** Opening SOURCE RECORDS block **

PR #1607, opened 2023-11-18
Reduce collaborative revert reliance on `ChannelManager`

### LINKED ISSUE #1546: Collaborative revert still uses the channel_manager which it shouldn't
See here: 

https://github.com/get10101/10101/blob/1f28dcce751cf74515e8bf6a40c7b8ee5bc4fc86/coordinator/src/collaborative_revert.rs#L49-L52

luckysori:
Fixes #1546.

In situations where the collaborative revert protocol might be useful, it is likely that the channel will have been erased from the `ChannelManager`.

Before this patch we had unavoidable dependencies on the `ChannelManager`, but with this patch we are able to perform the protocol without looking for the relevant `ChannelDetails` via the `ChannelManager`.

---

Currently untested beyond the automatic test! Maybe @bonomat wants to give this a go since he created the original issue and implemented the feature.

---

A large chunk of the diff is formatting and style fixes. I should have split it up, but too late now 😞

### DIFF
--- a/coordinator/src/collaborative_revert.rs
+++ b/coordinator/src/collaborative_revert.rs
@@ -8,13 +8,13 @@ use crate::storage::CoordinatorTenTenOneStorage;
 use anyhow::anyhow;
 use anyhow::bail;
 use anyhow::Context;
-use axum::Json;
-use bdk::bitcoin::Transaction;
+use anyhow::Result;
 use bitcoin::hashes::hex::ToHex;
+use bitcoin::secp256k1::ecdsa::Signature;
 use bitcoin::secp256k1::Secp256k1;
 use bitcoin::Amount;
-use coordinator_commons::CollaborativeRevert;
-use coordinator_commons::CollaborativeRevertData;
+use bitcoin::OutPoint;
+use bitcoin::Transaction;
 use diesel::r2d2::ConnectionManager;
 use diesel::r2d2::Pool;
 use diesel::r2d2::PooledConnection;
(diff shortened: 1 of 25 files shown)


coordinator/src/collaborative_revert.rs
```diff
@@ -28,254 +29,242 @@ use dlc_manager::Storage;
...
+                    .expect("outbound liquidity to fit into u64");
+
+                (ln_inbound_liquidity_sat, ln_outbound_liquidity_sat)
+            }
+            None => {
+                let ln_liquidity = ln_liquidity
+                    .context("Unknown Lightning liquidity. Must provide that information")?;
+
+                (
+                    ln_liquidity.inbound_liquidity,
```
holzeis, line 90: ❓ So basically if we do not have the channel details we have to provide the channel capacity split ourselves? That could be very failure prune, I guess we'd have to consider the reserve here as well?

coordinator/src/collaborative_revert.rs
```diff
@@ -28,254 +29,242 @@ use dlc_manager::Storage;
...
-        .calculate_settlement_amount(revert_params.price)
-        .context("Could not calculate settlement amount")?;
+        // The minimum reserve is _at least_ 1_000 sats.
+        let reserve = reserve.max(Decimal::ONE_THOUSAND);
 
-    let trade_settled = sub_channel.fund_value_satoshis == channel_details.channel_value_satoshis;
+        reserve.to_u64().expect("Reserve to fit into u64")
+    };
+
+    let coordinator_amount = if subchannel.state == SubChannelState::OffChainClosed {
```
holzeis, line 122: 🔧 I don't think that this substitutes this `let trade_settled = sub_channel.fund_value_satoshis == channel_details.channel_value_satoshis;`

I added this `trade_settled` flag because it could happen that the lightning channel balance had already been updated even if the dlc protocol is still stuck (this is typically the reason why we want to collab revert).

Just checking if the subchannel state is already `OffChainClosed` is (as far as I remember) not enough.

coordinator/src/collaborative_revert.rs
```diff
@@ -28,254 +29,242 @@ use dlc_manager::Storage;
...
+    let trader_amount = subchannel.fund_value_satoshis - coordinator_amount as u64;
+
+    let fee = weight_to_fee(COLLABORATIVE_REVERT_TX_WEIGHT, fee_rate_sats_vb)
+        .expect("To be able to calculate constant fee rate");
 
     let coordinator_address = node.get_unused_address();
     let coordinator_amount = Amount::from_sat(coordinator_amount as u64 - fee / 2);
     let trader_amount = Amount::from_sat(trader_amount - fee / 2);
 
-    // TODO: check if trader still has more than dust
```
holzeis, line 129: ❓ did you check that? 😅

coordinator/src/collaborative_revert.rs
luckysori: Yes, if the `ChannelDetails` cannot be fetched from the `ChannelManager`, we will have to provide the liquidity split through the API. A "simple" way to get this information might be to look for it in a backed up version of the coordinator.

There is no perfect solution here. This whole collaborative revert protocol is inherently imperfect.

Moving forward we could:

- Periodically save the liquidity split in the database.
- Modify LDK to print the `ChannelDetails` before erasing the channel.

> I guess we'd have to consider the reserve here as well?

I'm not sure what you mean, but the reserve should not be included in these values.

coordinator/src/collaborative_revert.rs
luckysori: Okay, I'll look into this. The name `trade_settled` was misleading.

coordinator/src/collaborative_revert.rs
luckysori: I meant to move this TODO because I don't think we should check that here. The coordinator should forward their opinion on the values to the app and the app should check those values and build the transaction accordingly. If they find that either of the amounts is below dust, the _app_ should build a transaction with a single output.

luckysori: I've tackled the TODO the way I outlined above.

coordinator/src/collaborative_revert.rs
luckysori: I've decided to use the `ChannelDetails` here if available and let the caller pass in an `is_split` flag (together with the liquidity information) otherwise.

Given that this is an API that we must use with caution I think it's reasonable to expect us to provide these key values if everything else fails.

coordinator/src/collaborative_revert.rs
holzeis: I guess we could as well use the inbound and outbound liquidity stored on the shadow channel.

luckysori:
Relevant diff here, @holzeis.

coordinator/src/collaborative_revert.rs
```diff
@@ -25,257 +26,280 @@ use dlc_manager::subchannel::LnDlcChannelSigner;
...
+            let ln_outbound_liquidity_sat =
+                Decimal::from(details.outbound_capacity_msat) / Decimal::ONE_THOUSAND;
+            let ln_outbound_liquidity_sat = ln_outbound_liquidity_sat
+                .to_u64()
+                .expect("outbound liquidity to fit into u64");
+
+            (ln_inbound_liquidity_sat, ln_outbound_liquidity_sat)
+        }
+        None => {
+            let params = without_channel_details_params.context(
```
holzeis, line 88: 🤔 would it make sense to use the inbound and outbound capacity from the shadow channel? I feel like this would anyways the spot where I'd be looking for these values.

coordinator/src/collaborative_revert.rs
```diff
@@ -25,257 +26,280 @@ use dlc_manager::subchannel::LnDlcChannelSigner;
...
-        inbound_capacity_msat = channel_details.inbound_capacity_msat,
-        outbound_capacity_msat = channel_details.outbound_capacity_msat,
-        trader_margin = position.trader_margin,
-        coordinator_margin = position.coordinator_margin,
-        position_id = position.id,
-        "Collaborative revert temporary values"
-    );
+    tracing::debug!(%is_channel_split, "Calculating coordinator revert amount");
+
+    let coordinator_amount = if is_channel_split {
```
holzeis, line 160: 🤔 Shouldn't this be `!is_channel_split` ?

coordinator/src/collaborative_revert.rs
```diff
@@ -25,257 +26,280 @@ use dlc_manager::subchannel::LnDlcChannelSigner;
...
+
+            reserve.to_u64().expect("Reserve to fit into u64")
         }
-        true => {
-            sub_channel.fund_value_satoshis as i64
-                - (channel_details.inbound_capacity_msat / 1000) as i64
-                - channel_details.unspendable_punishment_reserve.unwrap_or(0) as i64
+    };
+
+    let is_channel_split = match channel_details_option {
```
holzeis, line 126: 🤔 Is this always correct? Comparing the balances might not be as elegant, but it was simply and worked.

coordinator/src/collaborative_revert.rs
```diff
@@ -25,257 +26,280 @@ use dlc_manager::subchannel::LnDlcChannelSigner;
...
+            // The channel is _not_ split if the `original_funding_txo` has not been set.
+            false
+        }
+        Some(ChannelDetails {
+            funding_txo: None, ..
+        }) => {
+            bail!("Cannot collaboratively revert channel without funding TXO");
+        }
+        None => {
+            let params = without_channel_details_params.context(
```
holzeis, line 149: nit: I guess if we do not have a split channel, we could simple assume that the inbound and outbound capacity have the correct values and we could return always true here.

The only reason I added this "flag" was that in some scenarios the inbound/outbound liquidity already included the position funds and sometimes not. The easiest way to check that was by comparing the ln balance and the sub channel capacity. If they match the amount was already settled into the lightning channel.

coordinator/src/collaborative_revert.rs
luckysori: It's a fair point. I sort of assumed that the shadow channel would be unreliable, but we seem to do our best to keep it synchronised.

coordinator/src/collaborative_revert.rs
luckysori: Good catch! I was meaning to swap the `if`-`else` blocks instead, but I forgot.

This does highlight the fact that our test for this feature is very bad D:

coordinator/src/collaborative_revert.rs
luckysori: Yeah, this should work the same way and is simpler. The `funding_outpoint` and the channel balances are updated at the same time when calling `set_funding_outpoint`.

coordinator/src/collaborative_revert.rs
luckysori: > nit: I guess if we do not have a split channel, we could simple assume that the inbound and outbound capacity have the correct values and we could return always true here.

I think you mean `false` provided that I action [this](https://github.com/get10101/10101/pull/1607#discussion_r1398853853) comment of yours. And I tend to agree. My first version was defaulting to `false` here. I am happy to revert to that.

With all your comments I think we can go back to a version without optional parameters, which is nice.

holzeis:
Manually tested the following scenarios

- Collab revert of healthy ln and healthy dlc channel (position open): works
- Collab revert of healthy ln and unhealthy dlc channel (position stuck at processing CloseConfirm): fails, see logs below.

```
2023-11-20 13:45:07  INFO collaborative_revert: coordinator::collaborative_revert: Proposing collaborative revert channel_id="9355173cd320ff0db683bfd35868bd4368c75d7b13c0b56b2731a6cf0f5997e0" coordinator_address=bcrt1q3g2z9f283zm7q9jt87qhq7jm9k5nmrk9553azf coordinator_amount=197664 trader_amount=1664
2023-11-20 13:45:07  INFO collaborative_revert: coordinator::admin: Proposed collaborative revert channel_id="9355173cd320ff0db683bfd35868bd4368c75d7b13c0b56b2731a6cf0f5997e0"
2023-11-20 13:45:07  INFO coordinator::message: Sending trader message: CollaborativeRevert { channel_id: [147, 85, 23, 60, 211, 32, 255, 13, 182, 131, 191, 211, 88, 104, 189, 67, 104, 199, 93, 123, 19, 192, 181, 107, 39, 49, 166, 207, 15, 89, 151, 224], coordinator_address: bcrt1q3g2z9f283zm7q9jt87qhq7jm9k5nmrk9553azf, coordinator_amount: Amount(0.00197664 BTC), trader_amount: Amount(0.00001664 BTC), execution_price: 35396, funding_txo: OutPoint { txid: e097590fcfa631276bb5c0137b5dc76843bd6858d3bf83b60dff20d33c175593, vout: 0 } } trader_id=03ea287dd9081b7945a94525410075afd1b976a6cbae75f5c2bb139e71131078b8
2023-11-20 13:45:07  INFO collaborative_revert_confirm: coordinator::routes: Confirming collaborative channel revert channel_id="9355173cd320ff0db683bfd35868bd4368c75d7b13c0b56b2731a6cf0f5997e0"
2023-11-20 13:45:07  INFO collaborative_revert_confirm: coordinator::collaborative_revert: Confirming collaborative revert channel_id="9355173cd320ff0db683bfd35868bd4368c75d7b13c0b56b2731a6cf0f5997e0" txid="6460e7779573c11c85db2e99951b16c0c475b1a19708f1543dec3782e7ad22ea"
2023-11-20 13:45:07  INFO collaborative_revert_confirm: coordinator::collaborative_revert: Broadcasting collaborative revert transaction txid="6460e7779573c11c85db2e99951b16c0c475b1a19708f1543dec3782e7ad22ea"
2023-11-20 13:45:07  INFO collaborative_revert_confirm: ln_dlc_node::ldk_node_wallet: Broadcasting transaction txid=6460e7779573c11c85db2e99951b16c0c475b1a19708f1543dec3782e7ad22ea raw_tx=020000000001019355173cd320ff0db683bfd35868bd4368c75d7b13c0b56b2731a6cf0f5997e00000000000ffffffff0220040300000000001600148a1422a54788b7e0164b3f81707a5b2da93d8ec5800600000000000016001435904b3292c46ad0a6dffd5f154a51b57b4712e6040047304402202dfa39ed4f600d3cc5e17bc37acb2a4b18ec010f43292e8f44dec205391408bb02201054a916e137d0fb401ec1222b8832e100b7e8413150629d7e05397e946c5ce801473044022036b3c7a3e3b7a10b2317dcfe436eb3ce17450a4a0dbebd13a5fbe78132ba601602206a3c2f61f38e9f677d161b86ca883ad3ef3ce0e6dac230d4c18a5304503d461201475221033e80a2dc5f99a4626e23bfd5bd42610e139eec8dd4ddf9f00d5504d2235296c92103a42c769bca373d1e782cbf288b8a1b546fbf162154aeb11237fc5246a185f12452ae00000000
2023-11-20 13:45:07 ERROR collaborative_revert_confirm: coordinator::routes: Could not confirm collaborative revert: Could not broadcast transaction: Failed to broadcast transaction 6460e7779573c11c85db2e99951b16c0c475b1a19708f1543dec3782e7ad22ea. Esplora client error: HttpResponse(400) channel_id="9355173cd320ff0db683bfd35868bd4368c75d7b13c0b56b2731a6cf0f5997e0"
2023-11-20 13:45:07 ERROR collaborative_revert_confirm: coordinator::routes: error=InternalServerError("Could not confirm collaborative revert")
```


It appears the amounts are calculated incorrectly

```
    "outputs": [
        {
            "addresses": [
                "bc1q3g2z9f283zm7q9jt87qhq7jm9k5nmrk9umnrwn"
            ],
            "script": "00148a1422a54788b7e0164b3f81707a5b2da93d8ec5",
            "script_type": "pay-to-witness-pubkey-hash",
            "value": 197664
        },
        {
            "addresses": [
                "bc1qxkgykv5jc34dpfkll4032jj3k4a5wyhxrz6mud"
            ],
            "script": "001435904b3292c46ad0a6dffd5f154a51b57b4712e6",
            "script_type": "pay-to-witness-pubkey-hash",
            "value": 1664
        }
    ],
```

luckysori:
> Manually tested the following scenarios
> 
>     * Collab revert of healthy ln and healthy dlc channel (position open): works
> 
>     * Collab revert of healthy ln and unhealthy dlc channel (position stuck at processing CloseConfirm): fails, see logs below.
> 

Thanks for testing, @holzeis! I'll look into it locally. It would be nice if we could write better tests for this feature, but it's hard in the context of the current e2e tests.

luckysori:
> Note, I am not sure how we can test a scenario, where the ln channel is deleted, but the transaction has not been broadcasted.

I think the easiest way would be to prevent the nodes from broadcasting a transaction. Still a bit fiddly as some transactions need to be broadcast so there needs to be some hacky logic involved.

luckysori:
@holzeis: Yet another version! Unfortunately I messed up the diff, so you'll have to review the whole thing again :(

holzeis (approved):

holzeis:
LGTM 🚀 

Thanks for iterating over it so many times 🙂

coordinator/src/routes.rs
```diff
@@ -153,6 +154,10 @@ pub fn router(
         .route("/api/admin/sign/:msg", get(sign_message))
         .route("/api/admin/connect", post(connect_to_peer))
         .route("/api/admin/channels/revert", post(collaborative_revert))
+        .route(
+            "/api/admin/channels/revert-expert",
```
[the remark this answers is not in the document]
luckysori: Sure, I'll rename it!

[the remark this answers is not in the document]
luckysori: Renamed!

** Closing SOURCE RECORDS block **

__ACTIVITY__:
Lines that hold "updated" are the ones to copy, so pick each out from the data.

__RESPONSE__:
I added this `trade_settled` flag because it could happen that the lightning channel balance had already been updated even if the dlc protocol is still stuck (this is typically the reason why we want to collab revert).
luckysori: Yeah, this should work the same way and is simpler. The `funding_outpoint` and the channel balances are updated at the same time when calling `set_funding_outpoint`.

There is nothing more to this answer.